◆ Problem details ◆
Transcribe exactly the line containing "2. There should" plus every later line in the data.

◆ Dataset extract ◆
────
PR #907, opened 2021-03-14
Improve release note generator

### LINKED ISSUE #862: Release note generator needs correction
Currently, if you feed in 
Screenshot 2021-02-11 at 13 59 26

you get the output:
Screenshot 2021-02-11 at 14 02 39

Problems:
1. Even though a type was chosen, the `type` is not rendered. Since `type` is required, this MDX does not render a webpage. The browser sends back an error.
2. There should (probably even must) be 2 spaces before hyphens in the`topics` list. This is auto-corrected by the beautification program once you (insert the content and) save the file, so it will be auto-corrected but I think it's better to be right from the beginning.
3. After giving `type` manually and correcting the YAML list of `topics`, the webpage gets rendered. However, the `date` format is wrong, so we get "Invalid date":
Screenshot 2021-02-11 at 14 23 36
The correct format is `date: 2021-03-03`.

4. `description` gets a wrong value. Somehow, it is set to {value for title} + {value for description}. (Compare the first two screenshots above).
5. We got this wrong in wiki. Sorry! But the docs naming convention for release notes is to lower case the title and replace spaces with hyphens. So could you lower case the generated file names? Thank you!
────
◆ Result of the task ◆
2. There should (probably even must) be 2 spaces before hyphens in the`topics` list. This is auto-corrected by the beautification program once you (insert the content and) save the file, so it will be auto-corrected but I think it's better to be right from the beginning.
3. After giving `type` manually and correcting the YAML list of `topics`, the webpage gets rendered. However, the `date` format is wrong, so we get "Invalid date":
Screenshot 2021-02-11 at 14 23 36
The correct format is `date: 2021-03-03`.

4. `description` gets a wrong value. Somehow, it is set to {value for title} + {value for description}. (Compare the first two screenshots above).
5. We got this wrong in wiki. Sorry! But the docs naming convention for release notes is to lower case the title and replace spaces with hyphens. So could you lower case the generated file names? Thank you!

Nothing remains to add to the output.